> Items listed in a dataset:
================

Issue #10716, opened 2026-03-24
Bug: Curiosity edgecase, Freetext import seems to be unable to deal with U+2003 "Em Space" characters


samitainio:
### Actual behavior

This one is a bit difficult to describe but it seems that whitespace character "U+2003" a.k.a  "Em Space" seems to be not handled correctly and it concatenates lines to filename attributes in some cases (see screenshot I don't know how to describe this one :D ) while in singular attributes before or after the attribute it just fails to detect e.g. file hashes.

### Expected behavior

All whitespaces are handled correctly and I can be my usual lazy analyst copy pasting iocs into freetext import 😃 

### Steps to reproduce

Case example ioc list from: https://cert.gov.ua/article/6287707

Copied the iocs as-is from the article into freetext import. Iocs type detection is filename if em spaces present and it detects a filename on the same line but in some tests it just failed to detect anything e.g. single hash with em space surrounding it without filename present.

### Version

Currently installed version… v2.5.35 (f8a38ba2bc56ca304b3411b23cf853312afe11d8)

### Operating System

Ubuntu 

### Operating System version

24.04.4 LTS

### PHP version

8.3.6

### Relevant log output

```shell
Issue #10715 seen happening at the same time but not necessarily related to this issue.
```

### Extra attachments

<img width="1975" height="571" alt="Image" src="https://github.com/user-attachments/assets/39421b91-128e-412f-8b9f-c4a085cf37cb" />

### Code of Conduct

- [x] I agree to follow this project's Code of Conduct

PR #10794, opened 2026-05-27
Fix: Handle Em Space (U+2003) and Unicode separators in FreeText import

skraft9:
## What does it do?
This PR resolves issue #10716. 

The FreeText import parser was previously using `\s` for whitespace detection, which is limited to ASCII characters. This caused it to fail when encountering Unicode whitespace characters like the Em Space (U+2003), often found when copying IOCs from threat intelligence reports. This resulted in filenames and hashes being incorrectly concatenated together.

**Changes:**
- Updated the regex in `ComplexTypeTool::parseFreetext` to include `\p{Z}+` (the Unicode separator character class).
- Added the `/u` (Unicode) modifier to the `preg_split` pattern to ensure the string is treated as UTF-8.
- This ensures that various Unicode spaces are correctly treated as delimiters, significantly improving the robustness of the FreeText import for real-world analyst data.

## Questions
- [ ] Does it require a DB change? *No*
- [ ] Are you using it in production? *Verified in local containerized MISP environment with reproduction test strings.*
- [ ] Does it require a change in the API (PyMISP for example)? *No*

### DIFF
--- a/app/Lib/Tools/ComplexTypeTool.php
+++ b/app/Lib/Tools/ComplexTypeTool.php
@@ -310,8 +310,7 @@ class ComplexTypeTool
     {
         // convert non breaking space to normal space and all unicode chars from "other" category
         $input = preg_replace("/\p{C}+|\xc2\xa0/u", ' ', $input);
-        $iocArray = preg_split("/\r\n|\n|\r|\s|\s+|,|<|>|;/", $input);
-
+        $iocArray = preg_split("/\r\n|\n|\r|\s|\p{Z}+|,|<|>|;/u", $input);
         preg_match_all('/\"([^\"]+)\"/', $input, $matches);
         array_push($iocArray, ...$matches[1]);
 


skraft9:
## Pre-Patch Check
```bash
sudo docker exec -it misp-docker-misp-core-1 php -r '
    $input = "filename.exe" . "\u{2003}" . "hash.md5";
    // Put the parser logic here and echo the results
    $result = preg_split("/[\s]+/", $input);
    print_r($result);
'
Array
(
    [0] => filename.exe hash.md5
)
```

## Simulate Post-Patch
```bash
sudo docker exec -it misp-docker-misp-core-1 php -r '
    $input = "filename.exe" . "\u{2003}" . "hash.md5";
    // Using \p{Z} with the /u modifier
    $result = preg_split("/\r\n|\n|\r|\s|\p{Z}+|,|<|>|;/u", $input);
    print_r($result);
'
Array
(
    [0] => filename.exe
    [1] => hash.md5
)
```

The pre-patch regex ignored the Em Space because it only recognized ASCII whitespace, whereas the simulated fix enables Unicode awareness with the `/u` flag and `\p{Z}` property, allowing the parser to correctly split on all types of Unicode spaces.

---

## Verified Fix

FreeText Import Sample:
```
malware.exe d41d8cd98f00b204e9800998ecf8427e
evil_script.ps1 192.168.1.1
readme.txt deadbeefdeadbeefdeadbeefdeadbeef
```

image

---

Before the patch: The parser would treat `malware.exe[EM_SPACE]d41d8cd98f00b204e9800998ecf8427e` as a single, invalid filename, or fail to recognize the hash entirely.

After the patch: MISP should successfully split the line into two distinct attributes:
`filename: malware.exe`
`md5: d41d8cd98f00b204e9800998ecf8427e`

iglocska:
Nice catch, thanks! Bloody unicode issues...

Issue #10636, opened 2026-02-13
Bug: "star button" to set home page is broken, internal server error is returned


Wachizungu:
### Actual behavior

Stack Trace:
#0 /var/www/MISP/app/webroot/index.php(107): Dispatcher->dispatch()
#1 {main}
2026-02-13 14:16:25 Error: [TypeError] json_decode(): Argument #1 ($json) must be of type string, array given
Request URL: /userSettings/setHomePage
<redacted> (User #1) @ <redacted>
Error in: /var/www/MISP/app/Model/UserSetting.php, Line: 120
Stack Trace:
#0 /var/www/MISP/app/Model/UserSetting.php(120): json_decode()
#1 /var/www/MISP/app/Model/UserSetting.php(248): UserSetting::validate_homepage()
#2 /var/www/MISP/app/Model/UserSetting.php(514): UserSetting->checkSettingValidation()
#3 /var/www/MISP/app/Controller/UserSettingsController.php(371): UserSetting->setSetting()
#4 [internal function]: UserSettingsController->setHomePage()
#5 /var/www/MISP/app/Lib/cakephp/lib/Cake/Controller/Controller.php(500): ReflectionMethod->invokeArgs()
#6 /var/www/MISP/app/Lib/cakephp/lib/Cake/Routing/Dispatcher.php(193): Controller->invokeAction()
#7 /var/www/MISP/app/Lib/cakephp/lib/Cake/Routing/Dispatcher.php(167): Dispatcher->_invoke()
#8 /var/www/MISP/app/webroot/index.php(107): Dispatcher->dispatch()
#9 {main}

### Expected behavior

"Home page" is set to the current page on clicking the star button.

### Steps to reproduce

Ideally open dev tools > network tab before

1. Go to event index
2. Click the set homepage button (the star button in the global menu)
3. Nothing happens -> 500 returned can be seen in dev tools network tab

### Version

2.5.32

### Operating System

Ubuntu

### Operating System version

24.04

### PHP version

8.3

### Relevant log output

```shell

```

### Code of Conduct

- [x] I agree to follow this project's Code of Conduct

elhoim:
This looks resolved by #10795 (merged into `develop`, now on `2.5` and released in v2.5.39).

[...]

PR #10795, opened 2026-05-27
Fix: Handle array payload in UserSetting::validate_homepage to prevent PHP 8 TypeError #10636

skraft9:
## What does it do?

This PR resolves issue #10636.

The `setHomePage` functionality was returning a 500 Internal Server Error on PHP 8+. This occurred because the request payload was already being parsed into an array by the framework before reaching `UserSetting::validate_homepage()`. In PHP 8+, passing an array to `json_decode()` throws a fatal `TypeError` (Argument `#1` must be of type string, array given), which crashed the request.

Changes:
* Updated `UserSetting::validate_homepage()` to check if the incoming `$value` is a string before attempting to decode it.
* If `$value` is already an array, it bypasses `json_decode()`, preventing the fatal type error and allowing the homepage to be saved successfully.

## Questions

- [ ] Does it require a DB change? *No*
- [x] Are you using it in production? *Verified in local containerized MISP environment.*
- [ ] Does it require a change in the API (PyMISP for example)? *No*

### DIFF
--- a/app/Console/Command/AdminShell.php
+++ b/app/Console/Command/AdminShell.php
@@ -690,7 +690,7 @@ class AdminShell extends AppShell
                 $this->AdminSetting->delete($lock['AdminSetting']['id']);
             }
             $processId = empty($this->args[0]) ? false : $this->args[0];
-            $this->Server->runUpdates(true, false, $processId);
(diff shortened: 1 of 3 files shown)


iglocska:
Much appreciated!

PR #10796, opened 2026-05-28
fix: [SharingGroupOrg] correctly log removed org id, when removing an…

Wachizungu:
… org from a sharing group

#### What does it do?

Makes sure the add and remove logs are aligned:
image

#### Questions


iglocska:
Thanks a lot!

PR #10797, opened 2026-05-28
fix: [Users] correct some spelling errors in user related messages

Wachizungu:
#### Questions


iglocska:
Thanks, I can't English.

PR #10798, opened 2026-05-28
fix: [User] instantiate CryptoGraphicKey correctly for users:getGpgPu…

Wachizungu:
…blicKey

#### What does it do?

Function was giving an internal server error due to a typo in class name.

#### Questions


iglocska:
Thanks a lot!

PR #10803, opened 2026-05-31
fix: [CRUDComponent:edit] correctly override values if 'override' par…

Wachizungu:
…am is set

#### What does it do?
**'override' wasn't use anywhere with edit -> so no impact of the bug yet.
Aligned with 'add'.  Values are in $input[$modelName][$field]

#### Questions


iglocska:
Thanks a lot!

PR #10822, opened 2026-06-05
Fix: Correct galaxy distribution schema and v151 migration

### LINKED ISSUE #10815: Bug: v2.5.39: SQL query for `151` issue
### Actual behavior

When upgrading to v2.5.39 we noticed an error with the SQL for db version 151.
```The executed SQL query was: ALTER TABLE `galaxies` ADD `distribution` tinyint(4) NOT NULL DEFAULT 0; The returned error is: SQLSTATE[42S21]: Column already exists: 1060 Duplicate column name 'distribution' However, as this error is allowed, the update went through.```
Even though the update went through the definition of the distribution column in the galaxies table remains to have a default value of NULL and not 0 as is implied by the ALTER TABLE statement above.
```ALTER TABLE `galaxies` MODIFY `distribution` tinyint(4) NOT NULL DEFAULT 0;```
The above sql fixes this.

### Expected behavior

Use a modify statement if the column exists.

### Steps to reproduce

Upgrade from a version prior to 2.5.39 to that version.
Check the update progress or the update_database logs.

### Version

2.5.39

### Operating System

Ubuntu

### Operating System version

24.04

### PHP version

8.3

### Browser

_No response_

### Browser version

_No response_

### Relevant log output

```shell

```

### Extra attachments

_No response_

### Code of Conduct

skraft9:
#### What does it do?

Fixes #10815

During the v151 database migration, upgrading an older instance that already contained a `distribution` column in the `galaxies` table (where it allowed `NULL`) resulted in a `1060 Duplicate Column` error. Because this error is intentionally suppressed during upgrades, the `ADD` command was skipped, leaving the existing column with a default of `NULL` instead of the required `0`.

This PR makes two adjustments to resolve the desync:
1. Updates the v151 update script in `AppModel.php` to use `MODIFY` instead of `ADD` for the `galaxies` table's `distribution` column, ensuring existing columns correctly inherit `NOT NULL DEFAULT 0`.
2. Updates `db_schema.json` so the blueprint correctly defines the distribution default as `"0"` instead of `null`, establishing the proper source of truth for the ORM.

#### Questions

- [x] Does it require a DB change? (Yes)

### DIFF
--- a/app/Model/AppModel.php
+++ b/app/Model/AppModel.php
@@ -2692,7 +2692,7 @@ class AppModel extends Model
                 $sqlArray[] = "ALTER TABLE `galaxy_clusters` MODIFY `description` text CHARACTER SET utf8mb4 COLLATE utf8mb4_unicode_ci;";
                 break;
             case 151:
-                $sqlArray[] = "ALTER TABLE `galaxies` ADD `distribution` tinyint(4) NOT NULL DEFAULT 0;";
+                $sqlArray[] = "ALTER TABLE `galaxies` MODIFY `distribution` tinyint(4) NOT NULL DEFAULT 0;";
                 break;
             case 'fixNonEmptySharingGroupID':
                 $sqlArray[] = 'UPDATE `events` SET `sharing_group_id` = 0 WHERE `distribution` != 4;';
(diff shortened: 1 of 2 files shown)


iglocska:
Thanks a lot, this explains some issues we saw with the upgrade on some instances!

PR #10859, opened 2026-06-18
Scheduled taxii push

microblag:
- add TAXII as a scheduled task type with single-server and all-enabled push modes
  - enqueue TAXII pushes through the scheduler worker and server shell
  - add an enabled flag for TAXII servers, defaulting enabled for upgrades and new records
  - block manual and scheduled pushes for disabled TAXII servers
  - expose TAXII enabled state in default and Overmind add/index/view UI
  - filter scheduled TAXII task selection to enabled servers

#### Questions

- [Yes] Does it require a DB change?
- [No?] Does it require a change in the API (PyMISP for example)?


iglocska:
Thanks a lot!

PR #10860, opened 2026-06-18
Proxy support for taxii push

microblag:
Give the taxii push script proxy support and pass proxy settings to it.

#### Questions


iglocska:
Thanks a lot! (I keep forgetting about your username change, sorry for the delay...)

PR #10865, opened 2026-06-19
fix: [event:graph] honour extended view in event graph

tsattolo:
One line regression from d61dc04c5

#### What does it do?

Shows objects and attributes from extending events in an event's extended view.

#### Questions


Wachizungu:
Issue still present in MISP 2.5.46. Manually tested this patch and looks good to me.

PR #10867, opened 2026-06-20
fix: [Dashboards:EventStreamWidget] Force default columns if only inv…

Wachizungu:
…alid 'fields' are requested

#### Questions


iglocska:
Thanks a bunch!

PR #10870, opened 2026-06-22
Add option to disable OIDC PAR

BytesUnlimited-net:
#### What does it do?

Adds a new OIDC configuration option:

`OidcAuth.disable_pushed_authorization_request`

The option defaults to `false` and disables OAuth 2.0 Pushed Authorization Requests (PAR) when enabled.

This was added for compatibility with older Keycloak deployments using Kerberos authentication. These versions advertise a `pushed_authorization_request_endpoint` in their OIDC discovery document, but using PAR can lead to authentication failures.

A related upstream PR adds a dedicated method for disabling PAR:

https://github.com/certmichelin/OpenID-Connect-PHP/pull/2

This PR uses that method when available and falls back to the existing provider configuration mechanism otherwise.

#### Questions

* [ ] Does it require a DB change?
* [x] Are you using it in production?
* [ ] Does it require a change in the API (PyMISP for example)?


righel (approved):
Look good to me.
I also see you also added: https://github.com/MISP/misp-docker/pull/427

Thanks.

iglocska:
Thanks a lot!

PR #10878, opened 2026-06-24
fix: [Server] Correct typos in default value and description for MISP…

Wachizungu:
….log_errors_ndjson_path

### What does it do
Make it this, which I think is what it was supposed to be:
image

#### Questions


iglocska:
Thanks a lot!

PR #10883, opened 2026-06-27
fix: [freetext import] keep valid category on type change (#10873)

### LINKED ISSUE #10873: Bug: In Populate from function in freeTextImport, Network activity change to Payload delivery
### Actual behavior

Since you have injected IP addresses and want to change all value ip-dst to ip-src, the category is also changed from network activity to payload delivery

### Expected behavior

When you want to use the massive fonction to convert ip-src to ip-src, only this parameter had to be changed

### Steps to reproduce

From an event, click on populate from, submit a list of ip adresses, try to make a massive change ip-src to ip-dst and you will otice that the category is also changed. It was not like this before update.

### Version

2.4.42

### Operating System

Ubuntu 5.15.0-181-generic

### Operating System version

11

### PHP version

8.4.22

### Browser

Firefox

### Browser version

152.0.1 

### Relevant log output

```shell

```

### Extra attachments

Image

Image

### Code of Conduct

skraft9:
Fixes #10873. 

On type change in Freetext Import, keep the current category if it's still valid for the new type instead of always resetting to the default.

  - DB change? No
  - Used in production? No
  - API change? No

### DIFF
--- a/app/View/Events/resolved_attributes.ctp
+++ b/app/View/Events/resolved_attributes.ctp
@@ -282,9 +282,15 @@
                 }
                 */
                 var $categorySelect = $('#' + currentId);
+                var previousCategory = $categorySelect.val();
                 $categorySelect.empty();
                 for (var category in currentOptions) {
                     $categorySelect.append(new Option(category, category));
+                }
+                // Keep the user's current category if it is still valid for the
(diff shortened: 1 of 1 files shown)


iglocska:
Thanks a lot!

Issue #10817, opened 2026-06-04
Feature Request: more sources for country identification for the dashboard map


iglocska:
### Is your feature request related to a problem? Please describe.

- country-code object relationship
- geolocations

### Describe the solution you'd like

Add them

### Code of Conduct

- [x] I agree to follow this project's Code of Conduct

skraft9:
Released with 2.5.43 - should be good to close

PR #10884, opened 2026-06-27
feat: [dashboard] geomap country sources: geolocation + country-code objects

skraft9:
#### What does it do?

Delivers on feature request #10817. 

Adds two country sources to the dashboard geolocation map widget: geolocation objects (`countrycode` field) and the country-code object relation. Both feed the existing ISO-alpha2 tally and are individually toggleable. 

Tested on a live 2.5.42 instance with seeded objects:
* Both sources tally to the correct countries and blend with the existing sources
* Input normalized (fr -> FR), country names and alpha-3 codes rejected
* Recency window and per-source toggles honored
* Full render path returns the WorldMap renderer with correct data
* Cache stays isolated per config; default config picks up the new sources
* Verified visually: 12 seeded countries all shaded on the dashboard map

#### Questions

- [X] Does it require a DB change? (No)
- [X] Does it require a change in the API (PyMISP for example)? (No)

### DIFF
--- a/app/Lib/Dashboard/AttributeGeoMapWidget.php
+++ b/app/Lib/Dashboard/AttributeGeoMapWidget.php
@@ -13,7 +13,7 @@
  * mapping is computed transiently per render and never persisted, so
  * there is nothing stable to link a region to.)
  *
- * It blends up to four independently-selectable sources (config key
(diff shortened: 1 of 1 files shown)


iglocska:
Awesome, thanks a lot!

Issue #10818, opened 2026-06-04
Feature Request: sharing group improvements


iglocska:
### Is your feature request related to a problem? Please describe.

- confidential sharing groups (can't see other orgs, required for NIS2)
- multiple sharing groups

### Describe the solution you'd like

- confidential sharing groups (can't see other orgs, required for NIS2)
- multiple sharing groups

### Code of Conduct

- [x] I agree to follow this project's Code of Conduct

cyberdashy:
Not exactly what you are after, but I have seen organisations codify the external organisation added to sharing groups. Recipients syncing the sharing group wont be able to identify the members, but it does require external documentation to manage the aliases.

skraft9:
@iglocska 2 PRs ready for review:

- #10885 
- #10886

PR #10885, opened 2026-06-27
feat: [sharing groups] confidential sharing groups: hide member org roster

skraft9:
#### What does it do?

Delivers part 1 of 2 feature request #10818 (the confidential sharing groups part; scoping the multiple sharing groups is next).

- Adds a per-sharing-group `confidential` flag. 
- When set, the member organisation roster is hidden from everyone except the owning organisation and site admins, on this instance and on synchronised peers. 
- Required for NIS2 style sharing where the participant list itself is sensitive. 
- Membership is still stored and used for access control, only its display is hidden, so distribution and sync are unaffected.

Tested on a live `2.5.42` instance with two orgs:
* Roster hidden from member orgs on a confidential SG, shown to owner org and site admins, across the SG view, SG index, shared event/attribute fetch, and the distribution graph
* Roster still shown normally on non-confidential SGs (no regression)
* Member org keeps full access to events shared via a confidential SG (confidentiality hides the roster, not the data)
* Flag persists on create and edit (round-tripped `0` to `1` to `0`) and is included in the sync attribute set
* Migration `154` applied cleanly, schema diagnostics green
* Two leaks caught and fixed during testing: the SG index and the distribution graph were not gating per SG

#### Questions

- [X] Does it require a DB change? (Yes, migration `154` adds `sharing_groups.confidential`)
- [X] Does it require a change in the API (PyMISP for example)? (No)

### DIFF
--- a/INSTALL/MYSQL.sql
+++ b/INSTALL/MYSQL.sql
@@ -1341,6 +1341,7 @@ CREATE TABLE `sharing_groups` (
   `modified` datetime NOT NULL,
   `local` tinyint(1) NOT NULL,
   `roaming` tinyint(1) NOT NULL DEFAULT 0,
+  `confidential` tinyint(1) NOT NULL DEFAULT 0,
   PRIMARY KEY (`id`),
   UNIQUE KEY `uuid` (`uuid`),
   UNIQUE KEY `name` (`name`),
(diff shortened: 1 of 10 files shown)


iglocska:
Let's lump this in with the upcoming release, this and the other SG changes are pretty hefty. Thanks a lot, it will come in super handy!

PR #10886, opened 2026-06-27
feat: [sharing groups] multiple sharing groups per event for read access

skraft9:
#### What does it do?

Delivers the multiple sharing groups part of #10818

* **Core Change:** Adds an `event_sharing_groups` link table to grant secondary read access to an event and its event-level attributes.
* **New Endpoints:** Adds `addSharingGroup` and `removeSharingGroup`.
* **Security:** Purely additive `OR` logic. It never loosens existing checks. Attribute visibility stays fail-closed, so org-only attributes remain hidden from secondary group members.

**Scope & Notes:**
* Sync, UI visibility, and attribute-level inheritance are excluded from this initial slice.
* Uses migration 154. If the first half of #10818 merges first, this will need renumbering.
* I read "multiple sharing groups" as one event shared with several groups at once. Please let me know if that needs to be reworked.

**Tested on a live 2.5.42 instance:**
* Link grants read access; removal revokes it immediately.
* Org-only attributes stay hidden from additional-group members.
* Behaviour is consistent across event view, index, and attribute `restSearch`.
* Write path successfully blocks attaching groups the user cannot access.

#### Questions

- [X] Does it require a DB change? (Yes, migration 154)
- [X] Does it require a change in the API (PyMISP for example)? (Yes, new endpoints)

### DIFF
--- a/INSTALL/MYSQL.sql
+++ b/INSTALL/MYSQL.sql
@@ -471,6 +471,20 @@ CREATE TABLE `event_locks` (
   KEY `timestamp` (`timestamp`)
 ) ENGINE=InnoDB DEFAULT CHARSET=utf8mb3 COLLATE=utf8mb3_general_ci;
 /*!40101 SET character_set_client = @saved_cs_client */;
+
+--
+-- Table structure for table `event_sharing_groups`
+--
+
+CREATE TABLE `event_sharing_groups` (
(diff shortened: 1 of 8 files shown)


iglocska:
Thanks a lot for providing this, that's a super requested feature. I'll not merge it for this version yet as it's a pretty critical change and I want to spend more time with it, let's push it for the next version though. Massive thanks!

PR #10892, opened 2026-07-06
fix: add zeromq supervisor setting and status check

microblag:
## What does it do?
Adds the missing `Plugin.ZeroMQ_supervisor_managed` server setting as a CLI-only boolean setting, disabled by default.

When ZeroMQ is supervisor-managed, disabling Plugin.ZeroMQ_enable no longer attempts to kill the ZeroMQ process from the web process. This avoids failures in deployments where the ZeroMQ process is owned by an external supervisor; disabling the setting now only stops MISP from publishing messages.

When this setting is enabled, ZeroMQ diagnostics no longer require the local Python ZeroMQ library check from the web process. This supports deployments where web and supervisor processes are not on the same system.

ZeroMQ diagnostics now verify liveness using `PubSubTool::statusCheck()` instead of the PID-file based `checkIfRunning()` check, so diagnostics confirm that the service is actually responding.

### Questions

### DIFF
--- a/app/Model/Server.php
+++ b/app/Model/Server.php
@@ -2591,6 +2591,9 @@ class Server extends AppModel
         // If we are trying to change the enable setting to false, we don't need to test anything, just kill the server and return true.
         if ($setting === 'Plugin.ZeroMQ_enable') {
             if ($value == false || $value == 0) {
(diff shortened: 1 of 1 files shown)


iglocska:
Thanks a lot!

================

> What you should do: Your reply should hold only the lines from the first line of the records through the one with "This PR resolves issue #10716.", reproduced word for word.

> Solved exercise:
Issue #10716, opened 2026-03-24
Bug: Curiosity edgecase, Freetext import seems to be unable to deal with U+2003 "Em Space" characters


samitainio:
### Actual behavior

This one is a bit difficult to describe but it seems that whitespace character "U+2003" a.k.a  "Em Space" seems to be not handled correctly and it concatenates lines to filename attributes in some cases (see screenshot I don't know how to describe this one :D ) while in singular attributes before or after the attribute it just fails to detect e.g. file hashes.

### Expected behavior

All whitespaces are handled correctly and I can be my usual lazy analyst copy pasting iocs into freetext import 😃 

### Steps to reproduce

Case example ioc list from: https://cert.gov.ua/article/6287707

Copied the iocs as-is from the article into freetext import. Iocs type detection is filename if em spaces present and it detects a filename on the same line but in some tests it just failed to detect anything e.g. single hash with em space surrounding it without filename present.

### Version

Currently installed version… v2.5.35 (f8a38ba2bc56ca304b3411b23cf853312afe11d8)

### Operating System

Ubuntu 

### Operating System version

24.04.4 LTS

### PHP version

8.3.6

### Relevant log output

```shell
Issue #10715 seen happening at the same time but not necessarily related to this issue.
```

### Extra attachments

<img width="1975" height="571" alt="Image" src="https://github.com/user-attachments/assets/39421b91-128e-412f-8b9f-c4a085cf37cb" />

### Code of Conduct

- [x] I agree to follow this project's Code of Conduct

PR #10794, opened 2026-05-27
Fix: Handle Em Space (U+2003) and Unicode separators in FreeText import

skraft9:
## What does it do?
This PR resolves issue #10716. 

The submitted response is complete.